**Requirement**
Whenever a line of the records below contains the word "doesn", copy that line.

Saved entries:
PR #374, opened 2022-01-22
query expressions (counts) in labels for individual k-mers in query

karasikov:
* Support for querying abundances of individual k-mers
* Other refactorings and improvements
* Support for printing query results with CLI in JSON

Example:
```
./metagraph build -k 31 -o test_1 ../tests/data/transcripts_1000.fa
./metagraph annotate --anno-header -o test_1 -i test_1.dbg ../tests/data/transcripts_1000.fa --count-kmers
./metagraph transform_anno --anno-type int_brwt test_1.column.annodbg -v -o test_1
./metagraph query -i test_1.dbg  -a test_1.int_brwt.annodbg ../tests/data/transcripts_100.fa --query-counts --suppress-unlabeled | less
./metagraph query -i test_1.dbg  -a test_1.int_brwt.annodbg ../tests/data/transcripts_100.fa --query-counts --suppress-unlabeled --json | less
```

Output format: `POS_FIRST-POS_LAST=COUNT` for a run of k-mers in query at positions [POS_FIRST, POS_LAST] with abundance `COUNT`, or `POS=COUNT` for isolated k-mer matches. Skipped k-mers have count 0.

Example:
```
{
        "results" : 
        [seq_description" : "ENST00000450305.2..."
                {
                        "kmer_abundances" : 
                        [
                                "0-1626=1"
                        ],
                        "kmer_count" : 1627,
                        "sample" : "ENST00000456328.2..."
                }
        ],
        "seq_description" : "ENST00000456328.2..."
}
{
        "results" : 
        [
                {
                        "kmer_abundances" : 
                        [
                                "0-601=1"
                        ],
                        "kmer_count" : 602,
                        "sample" : "ENST00000450305.2..."
                },
                {
                        "kmer_abundances" : 
                        [
                                "0-17=1",
                                "48-151=1",
                                "258-383=1",
                                "414-601=1"
                        ],
                        "kmer_count" : 436,
                        "sample" : "ENST00000456328.2..."
                },
                {
                        "kmer_abundances" : 
                        [
                                "68-310=1",
                                "367-383=1",
                                "423-586=1"
                        ],
                        "kmer_count" : 424,
                        "sample" : "ENST00000624431.2..."
                }
        ],
        "seq_description" : "ENST00000450305.2..."
}
...
```

TODO: add docs

### DIFF
--- a/metagraph/docs/source/api.rst
+++ b/metagraph/docs/source/api.rst
@@ -17,17 +17,84 @@ Install MetaGraph API in Python::
 
 Sequence search
 ---------------
-The Python client has a ``search`` method which allows querying an index running on a server.
+The Python client has a ``search`` method for querying an index running on a server.
 The method accepts a single sequence or list of sequences represented with strings.
+
+.. py:function:: metagraph.client.GraphClient.search(self, ...)
+
+        :param      sequence:             Query sequence
+        :type       sequence:             Union[str, Iterable[str]]
+        :param      top_labels:           The maximum number of matched labels to retrieve [default: 100]
+        :type       top_labels:           int
+        :param      discovery_threshold:  The minimum fraction (between 0.0 and 1.0) of k-mers from the query required to match a label (occur in a sample) in order for that label to show up in the result [default: 0.0]
+        :type       discovery_threshold:  float
+        :param      with_signature:       Return the signature of k-mer matches
+        :type       with_signature:       bool
+        :param      abundance_sum:        Compute the sum of abundances for all k-mers matched
+        :type       abundance_sum:        bool
+        :param      query_counts:         Query k-mer counts
+        :type       query_counts:         bool
+        :param      query_coords:         Query k-mer coordinates
+        :type       query_coords:         bool
+        :param      align:                Align the query sequence to the joint graph and query labels for that alignment instead of the original sequence
+        :type       align:                bool
+        :param      align_params:         The parameters for alignment (see method align())
+        :type       align_params:         dictionary
+        :return:                          A data frame with query results
+        :rtype:                           pandas.DataFrame
+
+``GraphClient`` will return an instance of ``pandas.DataFrame`` storing the result.
+You can also use the lower level ``GraphClientJson`` to instead receive a JSON response.
+
+
+Search with alignment
+^^^^^^^^^^^^^^^^^^^^^
+It is possible to first align a sequence to the joint graph and use the aligned sequence to query the index.
+This can be done by setting ``align=True`` (default False).
+If the ``align`` flag is set, all the alignment options (explained in the :ref:`Sequence alignment <alignment>` section below) are accepted::
+
+    metasub.search(query, discovery_threshold=0.0, top_labels=200,
+                   align=True, min_exact_match=0.8, max_num_nodes_per_seq_char=10.0)
+
+Querying k-mer abundance and coordinates
+^^^^^^^^^^^^^^^^^^^^^^^^^^^^^^^^^^^^^^^^
+Metagraph supports k-mer count- and coordinate-aware indexes (see :ref:`Indexing k-mer counts <indexing counts>`
+and :ref:`Indexing k-mer coordinates <indexing coordinates>`).
+If you are querying such an index,
+you can also set ``abundance_sum=True``, ``query_counts=True``, or ``query_coords=True``. If you try to query an
+index which does not support either of these query types, the server will return an error.
+
+
+.. _alignment:
+
+Sequence alignment
+------------------
+The ``align`` method allows alignment of sequences to the the graph.
+The method accepts a single sequence or list of sequences represented with strings.
+Additionally, the method accepts the following keyword arguments:
+
+.. py:function:: metagraph.client.GraphClient.align(self, ...)
+
+        Align sequence(s) to the joint graph
+
+        :param      sequence:                    The query sequence
+        :type       sequence:                    Union[str, Iterable[str]]
+        :param      min_exact_match:             The minimum fraction (between 0.0 and 1.0) of matching nucleotides required to align sequence [default: 0]
+        :type       min_exact_match:             float
+        :param      max_alternative_alignments:  The number of different alignments to return [default: 1]
+        :type       max_alternative_alignments:  int
+        :param      max_num_nodes_per_seq_char:  The maximum number of nodes to consider per sequence character during extension [default: 10.0]
+        :type       max_num_nodes_per_seq_char:  float
+
+        :returns:   A data frame with alignments
+        :rtype:     pandas.DataFrame
+
+
+Examples
+--------
 
 Example of search in MetaSUB
 ^^^^^^^^^^^^^^^^^^^^^^^^^^^^
-For basic usage, the method accepts the following keyword arguments:
-
-- ``top_labels``: the maximum number of matched labels to retrieve [default: 100]
-- ``discovery_fraction``: a value between 0.0 and 1.0 specifying the minimum fraction of
-  matching k-mers needed to match a label [default: 0.0]
-
 ::
 
     from metagraph.client import GraphClient
@@ -37,7 +104,7 @@ For basic usage, the method accepts the following keyword arguments:
     lbls = metasub.column_labels()
 
     # >ENA|A14565|A14565.1 16S rRNA
-    query= 'TCGAACGGTAACAGGAAGAAGCTTGCTTCTTTGCTGACGAGTGGCGGACGGGTGAGTAAT\
+    query = 'TCGAACGGTAACAGGAAGAAGCTTGCTTCTTTGCTGACGAGTGGCGGACGGGTGAGTAAT\
             GTCTGGGAAACTGCCTGATGGAGGGGGATAACTACTGGAAACGGTAGCTAATACCGCATA\
             ACGTCGCAAGACCAAAGAGGGGGACCTTCGGGCCTCTTGCCATCGGATGTGCCCAGATGG\
             GATTAGCTAGTAGGTGGGGTAACGGCTCACCTAGGCGACGATCCCTAGCTGGTCTGAGAG\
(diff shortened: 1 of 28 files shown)


metagraph/docs/source/api.rst
```diff
@@ -80,7 +80,7 @@ If the ``align`` flag is set, all the alignment options (explained in the alignm
 Searching count and coordinate indexes
 ^^^^^^^^^^^^^^^^^^^^^^^^^^^^^^^^^^^^^^
 Metagraph supports k-mer count-aware and coordinate-aware indexes. If you are querying such an index,
-you can also set ``query_counts=True`` or ``query_coords=True``, respectively. If you try to query an
+you can also set ``weighted_with_counts=True`` or ``query_coords=True``, respectively. If you try to query an
```
hmusta, line 83: Maybe it's better to say "abundances" here instead of "weights", since that's what these are measuring. I guess "weights" only makes sense in the context of some objective function.

metagraph/src/cli/config/config.hpp
```diff
@@ -40,8 +40,9 @@ class Config {
     bool count_kmers = false;
     bool print_signature = false;
     bool query_presence = false;
+    bool query_counts = false;
     bool query_coords = false;
-    bool verbose_coords = false;
+    bool verbose_output = false;
```
hmusta, line 45: I think `verbose_coords` was more descriptive, `--verbose-output` may be confused with `--verbose`

metagraph/src/cli/config/config.cpp
```diff
@@ -1241,16 +1243,18 @@ if (advanced) {
...
             fprintf(stderr, "\n");
             fprintf(stderr, "\t   --count-labels \t\tcount labels for k-mers from querying sequences [off]\n");
             fprintf(stderr, "\t   --count-kmers \t\tweight k-mers with their annotated counts (requires count annotation) [off]\n");
             fprintf(stderr, "\t   --count-quantiles [FLOAT ...] \tk-mer count quantiles to compute for each label [off]\n"
                             "\t                                 \t\tExample: --count-quantiles '0 0.33 0.5 0.66 1'\n"
                             "\t                                 \t\t(0 corresponds to MIN, 1 corresponds to MAX)\n");
+            fprintf(stderr, "\t   --query-counts \t\tquery k-mer counts (requires count or coord annotation) [off]\n");
             fprintf(stderr, "\t   --query-coords \t\tquery k-mer coordinates (requires coord annotation) [off]\n");
-            fprintf(stderr, "\t   --verbose-coords \t\tdo not collapse continuous matched coord ranges in result (for query-coords) [off]");
+            fprintf(stderr, "\t   --verbose-output \t\tdo not collapse continuous coord or count ranges (for query-coords and query-counts) [off]\n");
```
hmusta, line 1255:
```suggestion
            fprintf(stderr, "\t   --verbose-output \t\tdo not collapse contiguous coord or count ranges (for query-coords and query-counts) [off]\n");
```

metagraph/src/graph/annotated_dbg.hpp
```diff
@@ -80,6 +80,8 @@ class AnnotatedDBG : public AnnotatedSequenceGraph {
 
     bool check_compatibility() const;
 
+    std::vector<node_index> sequence_to_path(std::string_view sequence) const;
```
hmusta, line 83: Since this calls `map_to_nodes`, it doesn't exactly map to paths. How about `sequence_to_labeled_nodes`?

metagraph/src/graph/annotated_dbg.hpp
```diff
@@ -134,6 +136,18 @@ class AnnotatedDBG : public AnnotatedSequenceGraph {
...
                               const std::vector<double> &count_quantiles) const;
 
+    std::vector<std::pair<Label, std::vector<size_t>>>
+    get_kmer_counts(std::string_view sequence,
+                    size_t num_top_labels,
+                    double discovery_fraction,
+                    double presence_fraction) const;
+
+    std::vector<std::pair<Label, std::vector<size_t>>>
+    get_kmer_counts(const std::vector<node_index> &path,
```
hmusta, line 146: since this may not be a path, how about `nodes`?

metagraph/src/cli/server.cpp
```diff
@@ -67,7 +67,7 @@ std::string process_search_request(const std::string &received_message,
     config.fast = json.get("fast", config.fast).asBool();
     config.print_signature = json.get("with_signature", config.print_signature).asBool();
     config.query_coords = json.get("query_coords", config.query_coords).asBool();
-    config.count_kmers = json.get("query_counts", config.count_kmers).asBool();
+    config.count_kmers = json.get("weighted_with_counts", config.count_kmers).asBool();
```
hmusta, line 70: see above

metagraph/src/cli/server.cpp
```diff
@@ -128,7 +128,7 @@ std::string process_search_request(const std::string &received_message,
     // Create full JSON object
     Json::Value search_response(Json::arrayValue);
     for (const auto &seq_result : search_results) {
-        search_response.append(seq_result.to_json(config.verbose_coords, anno_graph));
+        search_response.append(seq_result.to_json(config.verbose_output, anno_graph));
```
hmusta, line 131: see above

metagraph/src/cli/query.cpp
```diff
@@ -166,96 +166,99 @@ Json::Value get_label_as_json(const std::string &label) {
...
                     coord_array.append(range);
                 }
             }
-
-
-            label_obj[KMER_COORDINATE_FIELD] = coord_array;
-            root["results"].append(label_obj);
         }
-    } else {
-        assert(false);
```
hmusta, line 257: why not keep this as a kind of future-proofing?

metagraph/src/cli/query.cpp
```diff
@@ -166,96 +166,99 @@ Json::Value get_label_as_json(const std::string &label) {
...
+                }
+            }
         }
-    } else if (std::holds_alternative<LabelCoordVec>(result)) {
+    } else {
         // Kmer coordinates
-        for (const auto &[label, tuples] : std::get<LabelCoordVec>(result)) {
-            Json::Value label_obj = get_label_as_json(label);
-            Json::Value coord_array = Json::arrayValue;
+        for (const auto &[label, tuples] : std::get<LabelCoordVec>(result_)) {
```
hmusta, line 247: there should at least be an assertion here that `std::get<LabelCoordVec>(result_)` returns a non-`nullptr`, otherwise this'll segfault if we add a new type of annotation later

metagraph/src/cli/query.cpp
```diff
@@ -264,65 +267,86 @@ Json::Value SeqSearchResult::to_json(bool verbose_coords,
...
+                        last.second = counts[i];
+                    }
+                }
+            }
         }
-    } else if (std::holds_alternative<LabelCoordVec>(result)) {
+    } else {
         // Kmer coordinates
-        for (const auto &[label, tuples] : std::get<LabelCoordVec>(result)) {
+        for (const auto &[label, tuples] : std::get<LabelCoordVec>(result_)) {
```
hmusta, line 339: again, if we add a new annotation type without remembering to change this, this'll segfault

hmusta (changes requested):

metagraph/docs/source/api.rst
karasikov: The thing is that this mode actually does not return the counts/abundances. It returns the sum of all abundances for all k-mers from the query matched to the label. So, it's a weighted sum, similar to the simple query with --count-labels, where each match is weighted with the k-mer's abundance.

karasikov: The other mode (added in this PR) for querying individual abundances/counts is triggered by `--query-counts`, which was previously triggering this weighted sum thing.

karasikov: Maybe we should rename this to `--abundance-sum` or something like that? What's your suggestion?

metagraph/src/cli/config/config.hpp
karasikov: Now it's both `verbose_coords` and `verbose_counts`, so I had to rename it. Not a major thing anyway.

metagraph/src/cli/config/config.cpp
karasikov: Isn't 'continuous' more appropriate in the context of counts?

metagraph/src/cli/query.cpp
karasikov: `std::get<LabelCoordVec>` returns a reference or throws an exception.

metagraph/src/cli/query.cpp
karasikov: no, it will throw, so you'll notice

metagraph/src/graph/annotated_dbg.hpp
karasikov: renamed to `sequence_to_lnodes`

metagraph/src/cli/config/config.cpp
hmusta: "Contiguous" would be more correct for coordinates, but I agree that it doesn't work for counts. For counts, we could say "runs" to refer to ranges of matching values.

metagraph/docs/source/api.rst
hmusta: I like that, it's more descriptive.

metagraph/src/cli/config/config.cpp
karasikov: I think it's better to deliver the intuition right than to be extremely accurate.

Among these two, continuous seems to be a better option to me.

metagraph/src/graph/annotated_dbg.hpp
```diff
@@ -129,33 +127,33 @@ class AnnotatedDBG : public AnnotatedSequenceGraph {
                    size_t min_count = 0,
                    bool with_kmer_counts = false) const;
 
-    std::vector<std::pair<Label, std::vector<size_t>>>
+    std::vector<std::tuple<Label, size_t, std::vector<size_t>>>
```
hmusta, line 130: maybe add comments to describe the relationship between `size_t` and `std::vector<size_t>` represent

metagraph/integration_tests/test_api.py
```diff
@@ -248,39 +247,46 @@ def setUpClass(cls):
         cls.graph_client = MultiGraphClient()
         cls.graph_client.add_graph(cls.host, cls.port, cls.graph_name)
 
+        cls.sample_query_expected_rows = 98 if cls.mode == 'basic' else 99
```
hmusta, line 250: Add a comment describing why this value depends on the case. Shouldn't the number of lines of output equal the number of lines in the query (and thus not depend on the graph mode)?

hmusta (approved):

metagraph/integration_tests/test_api.py
karasikov: the canonical graph has more k-mers, so it finds more k-mer matches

**Response area**
hmusta, line 83: Since this calls `map_to_nodes`, it doesn't exactly map to paths. How about `sequence_to_labeled_nodes`?
hmusta: "Contiguous" would be more correct for coordinates, but I agree that it doesn't work for counts. For counts, we could say "runs" to refer to ranges of matching values.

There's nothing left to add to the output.